This is the latest in an occasional series of blog posts commenting on upcoming retirement.
Four nights in one of Texas’s great natural wonders whetted my appetite for more of the same.
I was intrigued by what my wife and I saw as we took off on our morning hikes through some glorious back country in Caprock Canyons State Park, comprising more than 15,300 acres just about three miles north of Quitaque, Texas.
We chose to hike in the morning before it got too blasted hot. The temperatures were at or near 100 degrees almost every day we were camped out.
But we’d set out from a selected trail head and trudge along toward the red rock cliffs before us. They were a gorgeous site. As we got farther from the road, I was struck by the remoteness I would feel.
It was a wonderful feeling, knowing that we were “away from it all,” it only for a few days.
Caprock Canyons isn’t exactly at the end of the world. It just seemed that way for the four nights we parked our fifth wheel at the Honey Flats campsite.
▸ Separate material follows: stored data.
PR #804, opened 2018-06-01
Bugfix/implicit writer simplified config

patrickvacek:


src/aktualizr_info/CMakeLists.txt
```diff
@@ -40,6 +42,7 @@ add_test(NAME aktualizr-info-images-target
 set_tests_properties(aktualizr-info-images-target PROPERTIES
     PASS_REGULAR_EXPRESSION "image targets.json content:\n\n\\{.*\\}")
 
-aktualizr_source_file_checks(${AKTUALIZR_INFO_SRC} ${AKTUALIZR_INFO_HEADERS})
-
+set(AKTUALIZR_INFO_ALL_CHECKS ${AKTUALIZR_INFO_SRC} ${AKTUALIZR_INFO_HEADERS} ${TEST_SOURCES})
+list(REMOVE_DUPLICATES AKTUALIZR_INFO_ALL_CHECKS)
```
lbonn: idea: we could actually move `REMOVE_DUPLICATES` in `aktualizr_source_file_checks` since it seems to be a common problem (`add_aktualizr_test` does it for us and if we have conditionally-run tests it becomes a headache).

patrickvacek: Yeah, not a bad idea at all. I'll give that a try.

patrickvacek: Done. Now ready for re-review.

src/libaktualizr/storage/invstorage.cc
```diff
@@ -25,7 +25,14 @@ void StorageConfig::updateFromPropertyTree(const boost::property_tree::ptree& pt
 }
 
 void StorageConfig::writeToStream(std::ostream& out_stream) const {
-  writeOption(out_stream, type, "type");
+  std::string storage_type;
```
lbonn: Good catch!

Would it work if we moved [this function](https://github.com/advancedtelematic/aktualizr/blob/4bdb35dfbc96351ffd1e1ef9345cbb20966766e1/src/libaktualizr/config/config.cc#L19) to this file?

patrickvacek: Ah yes, that was presumably supposed to be what made that work. Let me give that a try.

patrickvacek: Done. Even better catch. Thanks!

PR #805, opened 2018-06-01
Test/prov on ci

lbonn:


patrickvacek:
Nice. Where do the credentials come from?

lbonn:
Ok it went pretty easily actually. I hope these tests won't be too flaky

patrickvacek:
So there aren't actually credentials uploaded yet, right? Makes some sense that it should still work even if you don't provide anything.

And did we ever decide where the credentials should actually come from, as in, whose account and which server?

lbonn:
Hum no, I just uploaded my credentials to Jenkins and it uses them actually. If there isn't any, the CI coverage will not run. Would be nice to still run the rest of the tests but I don't really how to do that.

But I don't know which credentials we should actually use, yes.

patrickvacek:
Couldn't you just run with `SOTA_PACKED_CREDENTIALS` set to an empty string and let CMake take care of it from there? But in any event, I'd prefer to always use credentials if possible. I vote for an embedded team CI/dummy/test account on QA for the credentials, although we probably want to be able to run with CI credentials, too. Do you think there's an easy way to make it configurable which credentials are used?

lbonn:
From where do you want to parametrize them? You can already run that on your machine or a docker env: `TEST_SOTA_PACKED_CREDENTIALS=whatever.zip ./scripts/test.sh`

Here is how to parametrize Jenkins right now:
http://192.168.1.39:8080/credentials/store/system/domain/_/credential/garage-credentials/

But it's indeed global to all CI runs. You'd like to run some CI jobs with different credentials?

patrickvacek:
Nice. I'm mostly thinking of if we are developing something that specifically does or doesn't work with a given server. We may want to temporarily use CI instead of QA (or vice versa). Looks like we can swap out if really necessary, but that shouldn't come up often.

I would still recommend using a semi-generic account that you won't mind sharing with the group in case we need to go investigating, though.

patrickvacek:
BTW I've also been having problems with the prov_test lately. I had it turned off for the last week or two, and now that I'm trying it again it keeps not working.

lbonn:
Annoying... Well this time it worked, I'd say we could merge this provisionally and reconsider if it turns out to be too unreliable.

patrickvacek:
Working for me locally now too. Huh.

We were told by Texas Parks & Wildlife rangers that bison were known to roam through that site. We didn’t see any out there. We did see several of the glorious beasts grazing in pasture just off the road that courses through the park.
What lies ahead for us as we move toward full-time retirement?
I hope more of the same. Since we live in an expansive and magnificent continent, I’m quite confident we’ll find it out there.
Perhaps by the time we have made the transition fully I will learn to accept the feeling of remoteness as the “new normal.”